Linking Zeolite structures to Reactivity in the Carbonylation of Dimethyl Ether

Abstract

Carbonylation of dimethyl ether (DME) to methyl acetate (MA) is one of the key reactions for converting syngas into valuable chemicals and renewable energy sources. The reaction is predominantly catalyzed at Brønsted acid sites (BASs) on the 8-membered ring (8-MR) of zeolite, which stabilizes the transient compound [Z–CH₃–CO]^‡ of the rate-determining step (RDS). Although many studies focus on local descriptors, such as the RDS activation energy and enthalpy or BAS site geometry, these models often fail to fully describe the complex interplay among BAS distribution, pore connectivity, and the three-dimensional frameworks. To develop a more globalized approach for clarifying the structure-reactivity correlation, we synthesized various 8-MR-possessing zeolites, including CHA, FER, LTA, ERI, AEI, and STI with different Si/Al ratios and evaluated their activity normalized per acid site in DME carbonylation reaction.

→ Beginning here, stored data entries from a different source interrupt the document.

PR #474, opened 2020-06-12
Close #384: Return only span and type from lexer

### LINKED ISSUE #384: The lexer should only return a span and a token-kind

hdamron17:


hdamron17:
@jyn514 Let me know what you think so far before I get too far into any rabbit holes.

hdamron17:
Right now the whole span is dumped at the end, but I am planning to separate out a `LiteralParser` trait which will contain all the `parse_*` functions from `Lexer` and will be implemented for both `Lexer` and `Peekable<char>`. Unfortunately, it will require constants to be parsed twice- once for determining their type in the lexer and again in codegen. But the second parse (in theory) should be simple and error-free because it's already been done once.

src/data/lex.rs
```diff
@@ -147,7 +159,7 @@ pub enum Literal {
     Int(i64),
     UnsignedInt(u64),
     Float(f64),
-    Str(Vec<u8>),
+    Str,
```
jyn514, line 162: Yay, we can finally `derive(Copy)` on Token!

src/ir/mod.rs
```diff
@@ -391,6 +397,9 @@ impl<B: Backend> Compiler<B> {
 
         Ok(())
     }
+    fn resolve_location(&self, loc: Location) -> &str {
+        self.files.source_slice(loc.file, loc.span).unwrap() // TODO unwrap safely
```
jyn514, line 401: I just had an idea: if we made the fields on Location private we could ensure all locations came from the lexer, and so are always in bounds (modulo bugs).

src/ir/static_init.rs
```diff
@@ -112,11 +112,9 @@ impl<B: Backend> Compiler<B> {
...
         })
     }
-    pub(super) fn compile_string(
-        &mut self,
-        string: Vec<u8>,
-        location: Location,
-    ) -> CompileResult<DataId> {
+    pub(super) fn compile_string(&mut self, location: Location) -> CompileResult<DataId> {
+        let string = self.resolve_location(location);
+        let string: Vec<u8> = string.get(1..string.len() - 1).unwrap().as_bytes().to_vec(); // Remove quotation marks // TODO escapes?
```
jyn514, line 117: RE escapes: this seems like something we might have to calculate in various different areas. Instead of redoing it every time, we could have a query infrastructure like rustc using [salsa](https://docs.rs/salsa/0.14.1/salsa/). That also gets us incremental compilation almost for free.

cc @pythondude325

hdamron17:
> > I am planning to separate out a LiteralParser trait which will contain all the parse_* functions from Lexer and will be implemented for both Lexer and Peekable.
> 
> I'm not sure I quite understand the use case? Why have a trait?

This would just be to avoid duplicating the parse code. So we can do parsing from the real lexer and from a pseudo-lexer in the codegen stage.

hdamron17:
I still need to change the size of allocated memory for strings, but other than that it seems to be working. Some tests are broken, though, because they rely on `Literal::Str` storing the string.

hdamron17:
I rebased onto your big changes in master and it fixes consecutive strings with newline here. There's a backup of the previous version at https://github.com/hdamron17/saltwater/tree/lexer-span-bak too just in case I botched the rebase. Can you check that everything looks kosher? @jyn514

src/data/lex.rs
```diff
@@ -15,6 +15,18 @@ pub struct Span {
     pub end: u32,
 }
 
+impl Span {
+    pub fn len(&self) -> usize {
+        (self.end - self.start) as usize // TODO is this unsafe?
```
jyn514, line 20: I assume by 'unsafe' you mean 'can panic'? Rust usually uses unsafe to mean memory corruption and that sort of thing.

src/ir/static_init.rs
```diff
@@ -422,7 +423,10 @@ impl Literal {
                     x, f
                 )),
             }),
-            Literal::Str(string) => Ok(string.into_boxed_slice()),
+            Literal::Str(_) => {
+                todo!("string literal")
```
jyn514, line 427: Maybe something like this?
```rust
Ok(self.literal_parser_iter(expr.location)
    .parse_string_raw()
    .unwrap()
    .into_boxed_slice())
```

src/lex/mod.rs
```diff
@@ -923,3 +600,365 @@ impl Iterator for Lexer {
...
+        } else {
+            false
+        }
+    }
+    /// Read a logical character, which may be a character escape.
+    ///
+    /// Has a side effect: will call `warn` if it sees an invalid escape.
+    ///
+    /// Before: u8s{"\b'"}
+    /// After:  chars{"'"}
```
jyn514, line 642: Whoops, this is left over from a bad change in https://github.com/jyn514/saltwater/pull/468 
```suggestion
    /// Before: chars{"\b'"}
    /// After:  chars{"'"}
```

src/ir/static_init.rs
hdamron17: Problem is this is in `impl Literal` not `Compiler` so I'd have to pass in `&Compiler`. Not terribly inconvenient.

src/data/lex.rs
hdamron17: Yeah, that's what I mean. Is this reasonable to do?

src/ir/static_init.rs
hdamron17: I moved `into_bytes` into `impl Compiler` and it works. Hopefully that's not an issue in the eyes of the API.

src/data/lex.rs
jyn514: Yeah, the implementation looks fine.

src/lex/mod.rs
```diff
@@ -646,6 +440,211 @@ pub(crate) trait LiteralParser {
...
+            if c.is_digit(radix.as_u8().into()) {
+                self.next_char();
+                buf.push(c);
+            } else {
+                break;
+            }
+        }
+        // in case of an empty mantissa, hexf doesn't like having the exponent right after the .
+        // if the mantissa isn't empty, .12 is the same as .120
+        //buf.push('0');
```
jyn514:
```suggestion
```

src/lex/mod.rs
```diff
@@ -646,6 +440,211 @@ pub(crate) trait LiteralParser {
...
+                } else {
+                    return Err(LexError::MissingDigits(radix.try_into().unwrap()));
+                }
+            }
+        };
+        if self.match_next('.') {
+            return self.parse_float(radix, buf).map(float_literal);
+        }
+        if let Some('e') | Some('E') | Some('p') | Some('P') = self.peek() {
+            buf.push_str(".0"); // hexf doesn't like floats without a decimal point
```
jyn514, line 497: I never cleaned up after the hexponent migration, so now you get to do it :P
```suggestion
```

src/data/lex.rs
```diff
@@ -152,14 +164,13 @@ pub enum ComparisonToken {
...
-#[derive(Copy, Clone, Debug, PartialEq)]
-#[cfg_attr(test, derive(Arbitrary))]
+#[derive(Clone, Debug, PartialEq)]
 pub enum Literal {
     // literals
     Int(i64),
     UnsignedInt(u64),
     Float(f64),
-    Str(usize), // Stores length of string
+    Str(Vec<RcStr>, usize), // second arg is length of parsed string
```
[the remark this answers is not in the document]
hdamron17: The RcStr is the source code and the length is after parsing (so we know how big of an array to declare).

hdamron17:
Much of it is changing because I have to move it to the LiteralParser trait. I didn’t see a good way to make the diff less obnoxious.

src/lex/tests.rs
```diff
@@ -46,7 +46,28 @@ where
 }
 
 fn match_char(lexed: Option<LexType>, expected: u8) -> bool {
-    match_data(lexed, |c| c == Ok(&LiteralToken::Char(expected).into()))
+    use crate::data::hir::LiteralValue;
+    match lexed {
```
hdamron17, line 50: @jyn514 pls help

src/data/lex.rs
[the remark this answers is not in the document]
jyn514: Oh I see, this is the length after we parse escapes.

src/lex/tests.rs
```diff
@@ -46,7 +46,28 @@ where
...
+                match loc.parse().data {
+                    LiteralValue::Char(c) => c == expected,
+                    _ => false,
+                }
+            } else {
+                return false;
+            }
+        }
+        _ => false,
+    }
```
jyn514, line 70: Implementing `.parse()` on the `Locatable` is a little odd, can you implement it on `LiteralToken` instead?

Also, why do you match on the value after parsing it? Shouldn't it always be a `Char`? It might be cleaner to implement a standalone parsing function that doesn't go through `LiteralValue`.

```suggestion
    match lexed {
        Some(Ok(Locatable {
            data: Token::Literal(literal @ LiteralToken::Char(_)),
            location,
        } =>  match literal.parse() {
                    LiteralValue::Char(c) => c == expected,
                    _ => false,
                }
        _ => false,
    }
```

src/lex/mod.rs
```diff
@@ -1039,7 +1019,31 @@ impl LiteralToken {
...
             LiteralToken::UnsignedInt(u) => LiteralValue::UnsignedInt(u),
-            LiteralToken::Float(f) => LiteralValue::Float(f),
+            LiteralToken::Float(rcstr) => {
+                let buf = rcstr.as_str();
+                let hex = buf.starts_with("0x");
+                let buf = buf
+                    .trim_end_matches("f")
+                    .trim_end_matches("F")
+                    .trim_end_matches("l")
+                    .trim_end_matches("L"); // Ignored for compatibility reasons
```
jyn514, line 1029: This does not have the same behavior. Previously `1.0fl` would be parsed as `[Float(1.0), Id("l")]`. Now it will be parsed as one float. This needs to stop the first time it sees one of the letters.

Unless this only works on input that's already valid? In that case it should be fine.

hdamron17: This is operating on a string after it has already been lexed so it shouldn't be able to have more than one suffix, but I'll try to do it correctly. Unfortunately `strip_suffix` is nightly which is the best way I can see to do it.

src/lex/mod.rs
```diff
@@ -375,281 +220,80 @@ impl Lexer {
...
+    fn parse_int(&mut self, radix: Radix) -> Result<Option<()>, LexError> {
         let parse_digit = |c: char| match c.to_digit(16) {
             None => Ok(None),
             Some(digit) if digit < radix.as_u8().into() => Ok(Some(digit)),
             // if we see 'e' or 'E', it's the end of the int, don't treat it as an error
-            // if we see 'b' this could be part of a binary constant (0b1)
-            // if we see 'f' it could be a float suffix
             // we only get this far if it's not a valid digit for the radix, i.e. radix != 16
-            Some(11) | Some(14) | Some(15) => Ok(None),
+            Some(14) => Ok(None),
```
hdamron17, line 255: Can you explain when the b and f could be there?

hdamron17:
I think this is almost ready to ship out. Some thoughts:
* There are some TODOs in the code, mostly thought provoking, where comments are welcome.
* Can I just merge master into this branch instead of rebasing, just this once?
* What additional tests should I provide?

hdamron17:
Oops I accidentally merged already trying to figure out GitHub's web editor.

src/lex/mod.rs
```diff
@@ -171,7 +171,7 @@ impl Lexer {
         if self.parse_int(radix)?.is_none()
             && !(radix == Radix::Octal || radix == Radix::Decimal || self.peek() == Some('.'))
         {
-            return Err(LexError::MissingDigits(radix.try_into().unwrap()));
+            return Err(LexError::MissingDigits(radix));
```
jyn514, line 174: This was fixed on master :/ if you rebase it will fix the rest of the clippy lints.

hdamron17:
shared_str merged my pull request, but they still need to publish a new version, right? Is it reasonable to ask for that?

jyn514:
Yes, they'll need to publish to crates.io. I think that's fine to ask for.

src/lex/mod.rs
hdamron17: I tried rebasing (I just squashed everything together first because I move things several times, sometimes pointlessly) and still had to manually fix this one. Would you prefer the merge commit as it is or a rebased squash commit?

src/data/lex.rs
```diff
@@ -140,17 +163,31 @@ pub enum ComparisonToken {
...
-    Str(Vec<u8>),
-    Char(u8),
+    Int(RcStr),
+    UnsignedInt(RcStr),
+    Float(RcStr),
+    Str(Vec<RcStr>),
+    Char(RcStr),
 }
 
+impl PartialEq for LiteralToken {
```
hdamron17, line 176: The options for comparison are:
* Exact pointer location matches
* Source strings match (this implementation)
* The literal is parsed and we see if this is valid
Which is preferred? I'm not entirely sure how it is used.

src/lex/cpp.rs
```diff
@@ -687,9 +692,9 @@ impl<'a> PreProcessor<'a> {
                 } if name == defined => {
                     let def = Self::defined(&mut lex_tokens, location)?;
                     let literal = if definitions.contains_key(&def) {
-                        Literal::Int(1)
+                        LiteralToken::Int(RcStr::from("1")) // TODO can we not do tokens here?
```
hdamron17, line 695: This works, but there's probably a better way.

Cargo.toml
```diff
@@ -109,3 +110,6 @@ overflow-checks = false
 all-features = true
 # opt-out of non-default targets
 targets = []
+
+[patch.crates-io]
+shared_str = { git = 'https://github.com/hdamron17/shared_str.git' }
```
jyn514: I think this can be removed now 0.1.1 is published :)

src/lex/mod.rs
jyn514: `0b1110` or `1.431f`. The `e` is for exponents: `1.1e2`

src/lex/mod.rs
jyn514: Oh I missed that you merged because the diff is so big. Yeah that's fine.

src/lex/mod.rs
hdamron17: The 'b' is consumed at the beginning of a binary constant so that's invalid now, and we don't use `parse_int` for consuming after the decimal place to 'f' would always be invalid here. I think I see what you're doing though - we want to consume all the alpha characters after the digit and report it as an error so there's not a duplicate 'invalid identifier' error.

Cargo.toml
hdamron17: I'm pretty sure I did this and you're looking at an older version...

src/lex/mod.rs
jyn514: Hmm ... your reasoning makes sense but I remember I needed them for something. 59157678e9a94d1998d2dad4a04f7316d507fa53 and a05e14d6820ee3a5ba22cb5e3338370c0ca38646 are the relevant commits.

Isn't this method also used for the tail parts of floats? I thought it went `fn parse_num { let int = parse_int(); if match_next('.') { let fraction = parse_int(); } }`.

hdamron17: For the 'f' suffix, this was added when `parse_int` was used for digits after the decimal point but not anymore - [see here](https://github.com/jyn514/saltwater/commit/524c93d#diff-72dac0bc15578b7a7f1e37d8d65305dbR206).

For the 'b' in binary constants, I'm not sure why it was ever necessary because the 'b' was always removed as far as I can tell.

src/data/lex.rs
hdamron17: Cool cool

src/data/hir.rs
```diff
@@ -153,6 +153,17 @@ pub enum ExprType {
...
 }
 
+#[derive(Clone, Debug, PartialEq)]
+#[cfg_attr(test, derive(Arbitrary))]
+pub enum LiteralValue {
+    // literals
+    Int(i64),
+    UnsignedInt(u64),
+    Float(f64),
+    Str(Vec<u8>), // second arg is length of parsed string
```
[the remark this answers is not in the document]
hdamron17: Oh I forgot to remove the comment when I took it out. It turned out to not be necessary since `LiteralToken`s don't go all the way to codegen.

src/data/lex.rs
```diff
@@ -363,32 +397,23 @@ impl std::fmt::Display for Token {
...
-                // it's not needed in debug output.
-                assert_eq!(escaped.pop(), Some(b'\0'));
-
-                write!(f, "\"{}\"", String::from_utf8_lossy(&escaped))
-            }
-            Char(c) => write!(f, "'{}'", char::from(*c).escape_default()),
+                    .map(RcStr::as_str)
+                    .collect::<Vec<_>>()
+                    .join(" ")
+            ),
```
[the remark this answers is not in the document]
hdamron17: Much cleaner, thanks!

src/data/lex.rs
```diff
@@ -444,6 +460,38 @@ impl From<ComparisonToken> for Token {
...
+    use super::LiteralToken;
+    use proptest::prelude::*;
+    use shared_str::RcStr;
+
+    impl Arbitrary for LiteralToken {
+        type Parameters = ();
+        type Strategy = BoxedStrategy<LiteralToken>;
+        fn arbitrary_with(_: Self::Parameters) -> Self::Strategy {
+            prop_oneof![
+                // TODO give regex of all possible literals
```
jyn514, line 474: That would be a very painful regex, because we'd have to support decimal/hexadecimal floats as well.

src/lex/mod.rs
```diff
@@ -920,3 +567,498 @@ impl Iterator for Lexer {
...
+    }
+}
+
+pub(crate) trait LiteralParser {
+    fn next_char(&mut self) -> Option<char>;
+    fn peek(&mut self) -> Option<char>;
+    fn peek_next(&mut self) -> Option<char>;
+    fn get_location(&self) -> &SingleLocation;
+    fn handle_error(&mut self, err: Locatable<LexError>);
+    fn handle_warning(&mut self, err: Locatable<Warning>);
```
jyn514, line 591:
```suggestion
    fn err(&mut self, err: Locatable<LexError>);
    fn warn(&mut self, err: Locatable<Warning>);
```

src/lex/mod.rs
```diff
@@ -920,3 +567,498 @@ impl Iterator for Lexer {
...
+
+    fn handle_error_loc<E: Into<LexError>>(&mut self, err: E, location: Location) {
```
jyn514, line 593:
```suggestion
    fn err_loc<E: Into<LexError>>(&mut self, err: E, location: Location) {
```

src/lex/mod.rs
```diff
@@ -920,3 +567,498 @@ impl Iterator for Lexer {
...
+        self.handle_error(location.with(err.into()));
+    }
+    fn handle_warning_loc<W: Into<Warning>>(&mut self, warning: W, location: Location) {
```
jyn514, line 596:
```suggestion
    fn warn_loc<W: Into<Warning>>(&mut self, warning: W, location: Location) {
```

src/data/lex.rs
hdamron17: I'll leave the TODO in case someone feels froggy. I think it's not necessary unless we start using proptest to ensure we parse a token iff it's valid (how I feel like it should be used).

Characterizations of PXRD, SEM(EDS), and BET confirmed successful synthesis of each zeolites, and NH₃-TPD and Pyridine-IR analyses quantified their acid properties. Density functional theory (DFT) calculations show that the activation barrier of the RDS and the stability of the most abundant surface intermediate vary depending on zeolite topology and active site environment. In this work, it was confirmed that "pocket-like" structures connecting two 8-MRs consecutively which make 8-MR channels have the most influential effect on catalytic behavior. Moreover, an adsorption isovolume-based descriptor, namely D_F, which captures the 3-dimensional distribution of BAS and the accessible reaction space, is introduced based on thorough geometry analyses and correlates specifically with the transition state stabilization in the RDS. It is noteworthy that MOR and FER exhibited the highest turnover frequency, correlated with their unique BAS arrangement and favorable channel geometry for transition state stabilization, as predicted by the isovolume-based descriptor proposed in this work. Consequently, extracting 3-dimensional structural descriptors that correlate with RDS is essential for accurate prediction of structure-reactivity relationships. This contribution provides an effective design principle for untested zeolite topologies and may guide the rational design of advanced catalysts for DME carbonylation and related shape-selective processes.